Bonjour à tous

Tout comme vient de le faire Madame la présidente sortante, Je vous remercie toutes et tous de votre présence. Je vous adresse, mes vœux les plus chaleureux pour cette nouvelle année 2020.

Je ne reviendrais pas sur les chiffres qui vous ont été présentés par Madame la présidente sortante si ce n’est mon souhait de réduction du taux de départage bien que sur ce nombre important, il y ai une très grosse série de 38 dossiers CAMIVA.

Il nous faut prendre exemple de nos collègues des conseils d’Aix les bains et Albertville en la matière

Mais pour en avoir grandement discuter avec les présidents et vice-présidents employeurs et salariés de ces conseils, un climat bien plus serin semble y être installé aussi.

L’année 2020, comme vous avez pu le remarquer, s’ouvre dans un climat de luttes et de manifestations importantes contre la réforme des retraites et celle impactant le fonctionnement de notre juridiction par la grève illimitée décidée par le Barreau.

Cette grève est pleinement justifiée par la remise en cause du système particulier de retraite des avocats, un système solidaire et excédentaire, qui conduirait non seulement à baisser la pension de retraite pour tous les avocats mais conduirait surtout au doublement des cotisations, avec comme conséquence une répercussion inévitable de cette hausse sur les honoraires, excluant de fait une partie de la population d’hommes et femmes les moins aisés, et donc l’accès à la justice en particulier celle du travail.

 

Le barreau comme l’ensemble de ceux qui s’opposent à cette réforme, syndicats, gilets jaunes, et les quelques 63 % de la population qui soutiennent ces mouvements sociaux se retrouveront dans les premiers mots du poème de 1848 de Victor Hugo :                   « Ceux qui vivent sont ceux qui luttent »

 Beaucoup de changement en ce début d’année 2020.

Les nouvelles réformes judiciaires ont un impact certain sur le Conseil des Prud’hommes  de Chambéry, dans son organisation technique, matérielle mais aussi et surtout dans la gestion humaine.

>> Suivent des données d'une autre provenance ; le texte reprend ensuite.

PR #539, opened 2024-10-23
feat: PA Messages End Now

cmaddox5:
Added the ability to end an active message. Did this by setting the `end_datetime` of the message to now minus 1 second (w/o the minus 1 second, the active query still considers the message as active and doesn't move the message to Done).

---
  - https://app.asana.com/0/0/1208255736020795


assets/js/components/Dashboard/ThreeDotsDropdown.tsx
```diff
@@ -0,0 +1,81 @@
...
+    </OverlayTrigger>
+  ),
+);
+
+// Expects children to be a group of `Dropdown.Item`s
+interface Props extends PropsWithChildren {
+  tooltipText?: string;
+}
+
+const ThreeDotsDropdown = ({ children, tooltipText }: Props) => {
```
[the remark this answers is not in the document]
cmaddox5: Totally forgot about Kebabs! I think that fits best here considering that is the UX term for a component like this.

assets/css/dashboard/pa-messages-page.scss
```diff
@@ -121,4 +121,55 @@
     align-items: center;
     margin-top: 48px;
   }
+
+  .three-dots-vertical-dropdown {
```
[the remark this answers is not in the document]
cmaddox5: Hmm yeah good point. I think I'll let the style of the menu on this page be the default and place them in a new `kebab-menu.scss`. Will then only include bg colors overrides in `screen-detail-action-bar`.

assets/js/components/Dashboard/PaMessagesPage.tsx
```diff
@@ -14,11 +15,13 @@ import { Link, useNavigate, useSearchParams } from "react-router-dom";
 import cx from "classnames";
 import useSWR, { mutate } from "swr";
 import { useRouteToRouteIDsMap } from "Hooks/useRouteToRouteIDsMap";
+import KebabMenu from "Components/KebabMenu";
+import moment from "moment";
```
digitalcora, line 19: minor suggestion: I find it helps readability of imports when third-party packages are grouped together, then imports within our own app, instead of being mixed.

assets/js/components/Dashboard/PaMessagesPage.tsx
```diff
@@ -14,11 +15,13 @@ import { Link, useNavigate, useSearchParams } from "react-router-dom";
...
 import { updateExistingPaMessage } from "Utils/api";
 import { UpdatePaMessageBody } from "Models/pa_message";
-import Toast from "Components/Toast";
+import Toast, { type ToastProps } from "Components/Toast";
 
-type StateFilter = "current" | "future" | "past";
+type StateFilter = "current" | "future" | "done";
```
digitalcora, line 24: Because these values are exposed in the URL, this will break any existing open tabs/bookmarks to the "Past/Done" page (as we just recently experienced with renaming `active` to `current`). Can we keep these values the same, and just change how the UI refers to it? I think it's probably fine if the URL still says "past", and `past` as an internal name might actually make more sense for us due to the symmetry with `future`.

assets/js/components/Dashboard/PaMessagesPage.tsx
```diff
@@ -261,14 +262,36 @@ const PaMessageTable: ComponentType<PaMessageTableProps> = ({
               <PaMessageRow
                 key={paMessage.id}
                 paMessage={paMessage}
-                stateFilter={stateFilter}
-                updatePaMessage={updatePaMessage}
+                onEndNow={() => {
+                  setToastProps({
+                    variant: "info",
+                    message: "PA/ESS message has ended, and moved to “Done.“",
```
digitalcora, line 268: Since we've used an opening quote `“` here, the second quote should be a closing one `”`.

assets/js/components/Dashboard/PaMessagesPage.tsx
```diff
@@ -116,20 +119,12 @@ const PaMessagesPage: ComponentType = () => {
...
+    stateFilter,
+  });
 
-    const updatedData = data.map((paMessage) => {
-      return paMessage.id === updatedPaMessage.id
-        ? updatedPaMessage
-        : paMessage;
-    });
-
-    mutate(`/api/pa-messages?${params.toString()}`, updatedData, false);
```
digitalcora, line 131: I don't quite understand the implications of how you've changed the state tracking here. Are there any changes to how the UI behaves in practice?

assets/js/components/Dashboard/PaMessagesPage.tsx
cmaddox5: Woops, thanks.

assets/js/components/Dashboard/PaMessagesPage.tsx
cmaddox5: I'd say the key difference is ending the message or switching the toggle will now invalidate the client state and trigger a refetch. The UI behavior should be unchanged outside of maybe outside changes showing as a result of the refetch. I felt going the new direction simplified callbacks a bit.

assets/js/components/Dashboard/PaMessagesPage.tsx
cmaddox5: Good callback. I can change these back.

digitalcora (approved):
🔚 ⌚ ✅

Madame la Directrice de greffe nous a bien aidé en cette fin d’année 2019 et début 2020 dans ces problématiques jusque-là, inconnues au conseil des prud’hommes et je pense que nous serons contraints de la solliciter, durant cette année. Et si nous avons une absence maladie, le  greffe serait contraint de fermer.

Le personnel du greffe du conseil des Prud’hommes de Chambéry, les différents stagiaires venus en renfort durant l’année ont œuvré par leur professionnalisme au bon fonctionnement de notre conseil.

Et je tiens à les remercier grandement car sans eux n’oublions pas il n’y aurait pas de justice rendue.

De leurs aides et l’écoute sur nos problématiques techniques et humaines et notamment de nos difficultés pour nos salles  d’audience nœud incontournable de la tenue des audiences,  « oui nous avons pris acte que pour ajouter une audience ou en modifier la date il nous faut connaître de la disponibilité très restreinte des salles d’audience» 

Pour autant, la récurrente question des moyens en personnel reste toujours là,

Le regroupement des greffes dans un pôle où le nombre de greffiers déjà déficitaire à la base ne résoudra pas les problèmes de fond de manque de personnel et n’aura que malheureusement l’effet d’un pansement sur une jambe de bois si rien n’est fait.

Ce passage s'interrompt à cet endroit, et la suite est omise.